--- Information ---

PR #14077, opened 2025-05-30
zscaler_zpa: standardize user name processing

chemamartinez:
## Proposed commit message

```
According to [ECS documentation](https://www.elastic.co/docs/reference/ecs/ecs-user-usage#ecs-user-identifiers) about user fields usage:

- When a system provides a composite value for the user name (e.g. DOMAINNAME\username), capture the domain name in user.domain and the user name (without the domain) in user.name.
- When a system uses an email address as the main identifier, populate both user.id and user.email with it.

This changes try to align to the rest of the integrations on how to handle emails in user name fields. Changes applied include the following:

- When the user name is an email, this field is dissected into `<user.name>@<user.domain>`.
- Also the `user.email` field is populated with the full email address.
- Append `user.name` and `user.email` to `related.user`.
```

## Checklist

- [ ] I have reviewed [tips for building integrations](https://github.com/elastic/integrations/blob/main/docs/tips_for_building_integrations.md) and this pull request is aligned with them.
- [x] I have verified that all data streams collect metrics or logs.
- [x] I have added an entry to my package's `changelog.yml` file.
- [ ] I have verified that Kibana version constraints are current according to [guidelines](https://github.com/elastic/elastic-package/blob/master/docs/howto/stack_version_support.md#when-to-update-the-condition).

---

A word-for-word restatement of the lines running from the one with "- [x] I have added" to the last line of the records is the whole answer.

Exercise solution:
- [x] I have added an entry to my package's `changelog.yml` file.
- [ ] I have verified that Kibana version constraints are current according to [guidelines](https://github.com/elastic/elastic-package/blob/master/docs/howto/stack_version_support.md#when-to-update-the-condition).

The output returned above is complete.